• **What you are asked to do**: Write out the data below exactly, from its first line to the line containing "Follow-up to (and", that line included.

(Collected data entries)
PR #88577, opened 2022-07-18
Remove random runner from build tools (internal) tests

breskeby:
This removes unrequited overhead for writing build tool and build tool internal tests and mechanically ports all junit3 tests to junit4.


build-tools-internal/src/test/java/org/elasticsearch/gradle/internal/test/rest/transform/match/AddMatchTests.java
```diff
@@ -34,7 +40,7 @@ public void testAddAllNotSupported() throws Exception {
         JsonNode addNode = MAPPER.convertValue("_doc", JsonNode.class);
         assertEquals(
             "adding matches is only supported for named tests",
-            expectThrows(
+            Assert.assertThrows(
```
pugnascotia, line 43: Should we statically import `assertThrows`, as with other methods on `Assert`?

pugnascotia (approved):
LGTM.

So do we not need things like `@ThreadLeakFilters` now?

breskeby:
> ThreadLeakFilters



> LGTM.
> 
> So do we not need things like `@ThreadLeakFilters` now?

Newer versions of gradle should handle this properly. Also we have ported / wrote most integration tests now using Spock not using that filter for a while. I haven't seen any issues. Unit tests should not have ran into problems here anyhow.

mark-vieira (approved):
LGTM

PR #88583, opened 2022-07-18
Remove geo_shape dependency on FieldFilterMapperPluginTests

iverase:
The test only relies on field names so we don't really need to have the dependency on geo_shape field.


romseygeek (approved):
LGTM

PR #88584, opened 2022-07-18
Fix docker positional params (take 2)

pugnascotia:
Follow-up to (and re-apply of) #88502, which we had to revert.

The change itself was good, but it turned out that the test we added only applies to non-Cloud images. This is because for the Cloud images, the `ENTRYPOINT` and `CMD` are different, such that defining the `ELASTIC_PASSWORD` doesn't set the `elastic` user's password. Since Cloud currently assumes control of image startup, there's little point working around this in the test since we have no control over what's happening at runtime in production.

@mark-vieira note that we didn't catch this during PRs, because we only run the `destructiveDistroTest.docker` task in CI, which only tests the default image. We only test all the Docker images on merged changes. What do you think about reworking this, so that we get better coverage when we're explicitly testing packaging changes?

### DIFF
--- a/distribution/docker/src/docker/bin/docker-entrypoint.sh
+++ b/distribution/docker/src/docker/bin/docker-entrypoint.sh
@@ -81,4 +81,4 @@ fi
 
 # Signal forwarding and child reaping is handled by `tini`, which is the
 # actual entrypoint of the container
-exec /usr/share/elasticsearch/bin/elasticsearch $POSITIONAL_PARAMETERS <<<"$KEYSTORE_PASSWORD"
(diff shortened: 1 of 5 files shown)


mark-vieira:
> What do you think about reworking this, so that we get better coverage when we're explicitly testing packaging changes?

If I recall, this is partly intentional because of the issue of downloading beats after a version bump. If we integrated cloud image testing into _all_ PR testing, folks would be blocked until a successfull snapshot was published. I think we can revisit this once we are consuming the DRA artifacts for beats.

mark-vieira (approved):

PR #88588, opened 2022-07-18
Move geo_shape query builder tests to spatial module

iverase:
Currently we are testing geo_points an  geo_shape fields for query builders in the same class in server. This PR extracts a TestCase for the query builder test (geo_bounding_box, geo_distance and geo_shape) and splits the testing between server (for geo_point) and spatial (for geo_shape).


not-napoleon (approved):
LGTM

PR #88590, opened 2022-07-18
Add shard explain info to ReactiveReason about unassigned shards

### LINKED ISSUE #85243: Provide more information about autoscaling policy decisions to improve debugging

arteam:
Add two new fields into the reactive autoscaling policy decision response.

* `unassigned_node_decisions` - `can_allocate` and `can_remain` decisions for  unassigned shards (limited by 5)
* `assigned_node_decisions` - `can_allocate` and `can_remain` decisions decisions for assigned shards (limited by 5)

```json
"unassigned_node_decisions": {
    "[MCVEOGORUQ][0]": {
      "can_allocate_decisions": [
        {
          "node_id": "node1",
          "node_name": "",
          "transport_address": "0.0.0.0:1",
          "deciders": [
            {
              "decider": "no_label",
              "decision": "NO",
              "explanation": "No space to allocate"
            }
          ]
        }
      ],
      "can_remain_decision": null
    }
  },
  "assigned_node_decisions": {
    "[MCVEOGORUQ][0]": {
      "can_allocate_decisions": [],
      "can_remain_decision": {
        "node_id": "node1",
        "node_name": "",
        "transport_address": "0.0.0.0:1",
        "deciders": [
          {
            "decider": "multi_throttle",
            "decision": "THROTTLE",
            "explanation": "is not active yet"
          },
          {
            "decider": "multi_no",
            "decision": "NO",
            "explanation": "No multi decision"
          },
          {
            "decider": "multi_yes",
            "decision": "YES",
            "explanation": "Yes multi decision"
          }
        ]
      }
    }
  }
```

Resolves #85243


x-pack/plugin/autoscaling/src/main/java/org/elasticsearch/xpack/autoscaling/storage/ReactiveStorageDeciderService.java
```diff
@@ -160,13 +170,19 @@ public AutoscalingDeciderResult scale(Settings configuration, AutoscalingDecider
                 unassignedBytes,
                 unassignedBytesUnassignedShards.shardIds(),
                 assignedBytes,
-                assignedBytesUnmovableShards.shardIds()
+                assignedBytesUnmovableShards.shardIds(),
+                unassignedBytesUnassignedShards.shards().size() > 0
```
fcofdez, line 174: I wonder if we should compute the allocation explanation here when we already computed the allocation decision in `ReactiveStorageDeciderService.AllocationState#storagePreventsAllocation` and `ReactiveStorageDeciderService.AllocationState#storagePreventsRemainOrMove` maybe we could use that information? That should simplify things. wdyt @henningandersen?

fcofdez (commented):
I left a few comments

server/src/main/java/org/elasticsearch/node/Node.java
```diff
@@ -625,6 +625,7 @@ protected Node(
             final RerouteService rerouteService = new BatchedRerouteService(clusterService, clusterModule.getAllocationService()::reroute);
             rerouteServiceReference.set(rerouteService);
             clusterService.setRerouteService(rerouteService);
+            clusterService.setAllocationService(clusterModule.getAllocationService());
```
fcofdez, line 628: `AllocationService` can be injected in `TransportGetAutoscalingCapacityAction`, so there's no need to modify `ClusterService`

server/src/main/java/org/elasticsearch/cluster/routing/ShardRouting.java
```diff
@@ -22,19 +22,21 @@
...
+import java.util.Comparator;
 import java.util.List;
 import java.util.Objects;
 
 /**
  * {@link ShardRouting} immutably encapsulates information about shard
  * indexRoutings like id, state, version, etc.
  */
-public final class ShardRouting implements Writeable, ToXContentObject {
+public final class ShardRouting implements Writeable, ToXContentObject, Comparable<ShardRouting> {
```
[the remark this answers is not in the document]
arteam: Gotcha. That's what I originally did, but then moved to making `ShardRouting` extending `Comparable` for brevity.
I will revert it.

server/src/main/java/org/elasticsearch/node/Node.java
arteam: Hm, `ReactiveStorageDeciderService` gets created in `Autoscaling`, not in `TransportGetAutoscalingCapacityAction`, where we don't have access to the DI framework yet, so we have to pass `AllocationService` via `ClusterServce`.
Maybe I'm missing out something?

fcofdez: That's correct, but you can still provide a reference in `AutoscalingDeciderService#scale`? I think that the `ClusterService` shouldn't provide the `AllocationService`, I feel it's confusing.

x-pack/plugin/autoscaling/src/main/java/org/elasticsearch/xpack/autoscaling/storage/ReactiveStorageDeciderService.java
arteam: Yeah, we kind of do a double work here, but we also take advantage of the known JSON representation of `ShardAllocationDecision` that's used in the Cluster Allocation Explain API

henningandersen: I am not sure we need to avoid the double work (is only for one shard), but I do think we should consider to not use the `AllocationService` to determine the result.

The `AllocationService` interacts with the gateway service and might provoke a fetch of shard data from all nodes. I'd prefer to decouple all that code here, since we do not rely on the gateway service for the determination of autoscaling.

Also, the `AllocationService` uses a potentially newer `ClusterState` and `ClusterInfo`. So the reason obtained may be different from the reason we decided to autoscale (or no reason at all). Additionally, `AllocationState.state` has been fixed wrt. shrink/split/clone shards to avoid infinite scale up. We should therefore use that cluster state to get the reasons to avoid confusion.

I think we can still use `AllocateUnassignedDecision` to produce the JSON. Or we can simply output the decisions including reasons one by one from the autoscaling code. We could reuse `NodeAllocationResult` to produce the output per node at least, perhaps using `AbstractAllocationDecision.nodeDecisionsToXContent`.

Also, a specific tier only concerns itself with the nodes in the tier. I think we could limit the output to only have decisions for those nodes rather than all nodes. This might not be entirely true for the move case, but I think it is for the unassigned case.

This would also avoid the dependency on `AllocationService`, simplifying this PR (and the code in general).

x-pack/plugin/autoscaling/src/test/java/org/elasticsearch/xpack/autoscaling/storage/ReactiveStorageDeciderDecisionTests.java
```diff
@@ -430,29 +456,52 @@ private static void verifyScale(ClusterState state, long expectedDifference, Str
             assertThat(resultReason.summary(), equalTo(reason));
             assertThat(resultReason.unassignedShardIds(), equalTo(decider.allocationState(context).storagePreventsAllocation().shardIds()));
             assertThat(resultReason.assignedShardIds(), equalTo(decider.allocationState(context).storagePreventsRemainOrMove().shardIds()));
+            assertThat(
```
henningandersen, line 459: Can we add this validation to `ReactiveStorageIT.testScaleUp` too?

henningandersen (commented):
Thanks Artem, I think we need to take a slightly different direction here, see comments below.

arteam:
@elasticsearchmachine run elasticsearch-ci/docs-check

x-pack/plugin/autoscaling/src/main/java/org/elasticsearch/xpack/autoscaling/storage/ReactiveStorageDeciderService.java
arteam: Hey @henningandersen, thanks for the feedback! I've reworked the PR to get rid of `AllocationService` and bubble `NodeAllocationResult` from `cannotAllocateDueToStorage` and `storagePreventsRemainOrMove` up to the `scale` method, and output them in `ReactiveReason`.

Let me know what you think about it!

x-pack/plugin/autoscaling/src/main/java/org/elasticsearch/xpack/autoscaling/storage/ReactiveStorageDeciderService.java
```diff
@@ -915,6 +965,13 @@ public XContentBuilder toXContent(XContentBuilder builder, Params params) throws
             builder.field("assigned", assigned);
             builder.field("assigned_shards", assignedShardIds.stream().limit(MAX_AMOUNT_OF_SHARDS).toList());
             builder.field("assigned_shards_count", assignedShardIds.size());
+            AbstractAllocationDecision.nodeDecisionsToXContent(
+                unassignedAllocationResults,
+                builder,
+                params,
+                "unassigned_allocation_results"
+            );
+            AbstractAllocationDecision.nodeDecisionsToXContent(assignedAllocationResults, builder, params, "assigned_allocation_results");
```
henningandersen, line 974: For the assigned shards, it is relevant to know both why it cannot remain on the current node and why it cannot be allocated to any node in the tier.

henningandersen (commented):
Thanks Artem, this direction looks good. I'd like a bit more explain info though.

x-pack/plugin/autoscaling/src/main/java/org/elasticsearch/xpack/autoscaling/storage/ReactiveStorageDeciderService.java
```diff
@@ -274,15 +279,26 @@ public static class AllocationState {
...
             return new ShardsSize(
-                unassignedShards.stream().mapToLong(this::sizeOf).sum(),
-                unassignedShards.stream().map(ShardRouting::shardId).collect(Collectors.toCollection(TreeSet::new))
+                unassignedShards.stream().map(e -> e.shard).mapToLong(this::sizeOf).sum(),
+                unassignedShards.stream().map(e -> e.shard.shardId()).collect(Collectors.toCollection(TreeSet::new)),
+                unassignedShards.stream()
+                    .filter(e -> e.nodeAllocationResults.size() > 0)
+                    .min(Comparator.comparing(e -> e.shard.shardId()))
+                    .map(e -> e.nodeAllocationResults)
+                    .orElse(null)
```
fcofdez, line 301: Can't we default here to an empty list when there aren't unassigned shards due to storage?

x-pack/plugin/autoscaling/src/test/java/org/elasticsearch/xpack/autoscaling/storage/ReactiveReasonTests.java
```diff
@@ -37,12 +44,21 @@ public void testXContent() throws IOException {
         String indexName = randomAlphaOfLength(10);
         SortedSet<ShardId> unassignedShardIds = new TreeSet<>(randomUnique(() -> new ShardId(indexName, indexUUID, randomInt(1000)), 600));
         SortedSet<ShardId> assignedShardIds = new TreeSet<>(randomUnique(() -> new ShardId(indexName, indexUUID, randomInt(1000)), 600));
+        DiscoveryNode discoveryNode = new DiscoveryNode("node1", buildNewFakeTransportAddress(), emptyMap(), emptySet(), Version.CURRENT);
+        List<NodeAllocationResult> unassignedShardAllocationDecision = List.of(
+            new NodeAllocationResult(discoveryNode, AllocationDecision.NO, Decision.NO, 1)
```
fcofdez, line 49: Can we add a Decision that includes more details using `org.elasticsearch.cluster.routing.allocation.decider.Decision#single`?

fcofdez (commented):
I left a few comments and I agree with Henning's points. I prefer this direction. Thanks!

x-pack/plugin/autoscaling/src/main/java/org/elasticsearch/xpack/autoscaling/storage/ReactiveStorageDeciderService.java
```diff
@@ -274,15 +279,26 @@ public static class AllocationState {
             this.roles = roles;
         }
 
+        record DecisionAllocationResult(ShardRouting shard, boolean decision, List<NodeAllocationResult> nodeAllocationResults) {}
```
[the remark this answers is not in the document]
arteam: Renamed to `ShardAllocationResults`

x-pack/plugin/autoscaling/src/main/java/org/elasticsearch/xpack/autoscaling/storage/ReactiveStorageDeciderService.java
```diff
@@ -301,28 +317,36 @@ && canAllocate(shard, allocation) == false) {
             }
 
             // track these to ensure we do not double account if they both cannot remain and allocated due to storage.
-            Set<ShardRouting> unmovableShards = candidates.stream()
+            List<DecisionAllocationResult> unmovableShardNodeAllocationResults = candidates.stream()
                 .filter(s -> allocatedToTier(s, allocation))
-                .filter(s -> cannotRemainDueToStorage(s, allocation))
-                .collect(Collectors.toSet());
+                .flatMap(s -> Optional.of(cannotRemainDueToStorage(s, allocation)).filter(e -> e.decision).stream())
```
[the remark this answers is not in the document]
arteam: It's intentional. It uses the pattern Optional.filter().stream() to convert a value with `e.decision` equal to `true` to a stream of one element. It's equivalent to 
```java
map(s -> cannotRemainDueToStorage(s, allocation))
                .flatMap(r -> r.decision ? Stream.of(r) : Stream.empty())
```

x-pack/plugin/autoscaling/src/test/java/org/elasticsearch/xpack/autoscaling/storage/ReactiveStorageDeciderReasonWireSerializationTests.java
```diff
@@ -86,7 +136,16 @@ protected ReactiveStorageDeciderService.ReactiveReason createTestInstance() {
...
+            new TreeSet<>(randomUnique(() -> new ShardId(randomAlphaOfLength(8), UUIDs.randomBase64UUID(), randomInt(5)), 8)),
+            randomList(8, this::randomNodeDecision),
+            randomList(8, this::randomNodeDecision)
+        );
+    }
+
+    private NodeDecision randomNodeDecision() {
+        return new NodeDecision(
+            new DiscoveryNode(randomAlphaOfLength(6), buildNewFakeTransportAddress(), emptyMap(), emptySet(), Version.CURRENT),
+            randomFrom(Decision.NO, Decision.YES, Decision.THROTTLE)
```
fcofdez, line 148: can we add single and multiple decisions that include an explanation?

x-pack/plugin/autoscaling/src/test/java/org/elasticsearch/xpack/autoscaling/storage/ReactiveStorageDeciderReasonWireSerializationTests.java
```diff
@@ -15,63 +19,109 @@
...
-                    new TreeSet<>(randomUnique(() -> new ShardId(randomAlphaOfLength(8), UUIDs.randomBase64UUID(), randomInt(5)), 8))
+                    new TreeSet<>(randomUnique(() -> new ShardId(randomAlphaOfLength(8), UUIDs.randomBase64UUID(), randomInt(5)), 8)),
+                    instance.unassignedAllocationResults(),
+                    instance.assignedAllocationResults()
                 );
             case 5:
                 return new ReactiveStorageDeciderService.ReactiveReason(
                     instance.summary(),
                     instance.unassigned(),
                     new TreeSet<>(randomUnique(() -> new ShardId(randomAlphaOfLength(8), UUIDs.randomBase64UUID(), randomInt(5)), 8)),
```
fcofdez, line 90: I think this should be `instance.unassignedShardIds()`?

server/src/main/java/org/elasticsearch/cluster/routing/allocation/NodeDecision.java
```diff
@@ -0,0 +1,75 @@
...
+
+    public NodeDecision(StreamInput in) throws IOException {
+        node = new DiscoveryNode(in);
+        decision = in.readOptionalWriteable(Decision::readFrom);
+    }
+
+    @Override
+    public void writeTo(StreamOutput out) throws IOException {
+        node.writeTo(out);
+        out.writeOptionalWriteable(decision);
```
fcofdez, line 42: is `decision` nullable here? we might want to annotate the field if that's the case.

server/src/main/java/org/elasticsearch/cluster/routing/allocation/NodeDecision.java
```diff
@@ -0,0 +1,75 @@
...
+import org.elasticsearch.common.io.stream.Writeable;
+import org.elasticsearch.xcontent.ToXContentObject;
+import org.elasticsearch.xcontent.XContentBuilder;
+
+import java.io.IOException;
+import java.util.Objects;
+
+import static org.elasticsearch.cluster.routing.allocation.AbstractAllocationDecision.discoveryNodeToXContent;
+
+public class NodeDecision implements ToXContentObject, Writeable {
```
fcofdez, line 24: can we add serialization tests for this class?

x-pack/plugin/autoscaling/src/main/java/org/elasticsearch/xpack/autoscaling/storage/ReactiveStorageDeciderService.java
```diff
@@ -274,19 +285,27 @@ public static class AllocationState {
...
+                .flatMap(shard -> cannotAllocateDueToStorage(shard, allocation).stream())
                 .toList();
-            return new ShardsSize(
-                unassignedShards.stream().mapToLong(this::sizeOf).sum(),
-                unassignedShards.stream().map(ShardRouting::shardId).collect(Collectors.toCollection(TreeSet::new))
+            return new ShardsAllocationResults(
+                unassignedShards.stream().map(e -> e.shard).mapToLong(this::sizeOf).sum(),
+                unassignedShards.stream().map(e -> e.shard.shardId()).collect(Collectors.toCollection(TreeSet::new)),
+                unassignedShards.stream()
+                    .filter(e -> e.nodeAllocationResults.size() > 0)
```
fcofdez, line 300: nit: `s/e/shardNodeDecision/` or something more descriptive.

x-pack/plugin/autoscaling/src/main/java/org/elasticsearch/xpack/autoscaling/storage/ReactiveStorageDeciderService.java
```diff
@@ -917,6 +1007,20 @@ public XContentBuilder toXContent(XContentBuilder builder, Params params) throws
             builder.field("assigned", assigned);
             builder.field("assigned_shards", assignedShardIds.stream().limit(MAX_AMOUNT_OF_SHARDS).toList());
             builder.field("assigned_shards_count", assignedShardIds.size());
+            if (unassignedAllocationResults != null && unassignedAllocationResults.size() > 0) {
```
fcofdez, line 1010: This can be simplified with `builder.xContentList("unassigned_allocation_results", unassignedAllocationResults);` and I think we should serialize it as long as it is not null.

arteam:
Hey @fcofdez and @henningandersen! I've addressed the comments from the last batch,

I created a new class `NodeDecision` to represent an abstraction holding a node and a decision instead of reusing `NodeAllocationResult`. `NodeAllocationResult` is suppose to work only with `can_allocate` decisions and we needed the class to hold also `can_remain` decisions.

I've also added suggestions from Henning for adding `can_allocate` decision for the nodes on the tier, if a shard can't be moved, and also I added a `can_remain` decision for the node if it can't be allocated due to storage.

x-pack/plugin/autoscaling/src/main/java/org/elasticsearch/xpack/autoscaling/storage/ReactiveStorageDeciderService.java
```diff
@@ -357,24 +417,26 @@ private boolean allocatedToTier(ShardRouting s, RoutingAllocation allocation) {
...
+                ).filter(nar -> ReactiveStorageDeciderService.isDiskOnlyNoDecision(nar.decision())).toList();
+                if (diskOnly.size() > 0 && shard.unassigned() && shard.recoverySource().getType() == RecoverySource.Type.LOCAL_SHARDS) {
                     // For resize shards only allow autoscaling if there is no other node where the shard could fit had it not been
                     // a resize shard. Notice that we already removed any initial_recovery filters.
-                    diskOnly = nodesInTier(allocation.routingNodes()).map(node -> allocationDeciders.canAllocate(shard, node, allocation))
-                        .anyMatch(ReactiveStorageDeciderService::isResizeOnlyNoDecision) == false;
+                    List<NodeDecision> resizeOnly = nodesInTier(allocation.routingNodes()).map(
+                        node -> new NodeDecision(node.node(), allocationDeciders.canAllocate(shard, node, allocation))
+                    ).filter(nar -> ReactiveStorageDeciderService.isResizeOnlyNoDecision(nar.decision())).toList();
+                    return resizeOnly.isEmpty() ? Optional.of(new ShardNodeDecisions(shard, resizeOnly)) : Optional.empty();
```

• **Exercise answer**:
PR #88577, opened 2022-07-18
Remove random runner from build tools (internal) tests

breskeby:
This removes unrequited overhead for writing build tool and build tool internal tests and mechanically ports all junit3 tests to junit4.


build-tools-internal/src/test/java/org/elasticsearch/gradle/internal/test/rest/transform/match/AddMatchTests.java
```diff
@@ -34,7 +40,7 @@ public void testAddAllNotSupported() throws Exception {
         JsonNode addNode = MAPPER.convertValue("_doc", JsonNode.class);
         assertEquals(
             "adding matches is only supported for named tests",
-            expectThrows(
+            Assert.assertThrows(
```
pugnascotia, line 43: Should we statically import `assertThrows`, as with other methods on `Assert`?

pugnascotia (approved):
LGTM.

So do we not need things like `@ThreadLeakFilters` now?

breskeby:
> ThreadLeakFilters



> LGTM.
> 
> So do we not need things like `@ThreadLeakFilters` now?

Newer versions of gradle should handle this properly. Also we have ported / wrote most integration tests now using Spock not using that filter for a while. I haven't seen any issues. Unit tests should not have ran into problems here anyhow.

mark-vieira (approved):
LGTM

PR #88583, opened 2022-07-18
Remove geo_shape dependency on FieldFilterMapperPluginTests

iverase:
The test only relies on field names so we don't really need to have the dependency on geo_shape field.


romseygeek (approved):
LGTM

PR #88584, opened 2022-07-18
Fix docker positional params (take 2)

pugnascotia:
Follow-up to (and re-apply of) #88502, which we had to revert.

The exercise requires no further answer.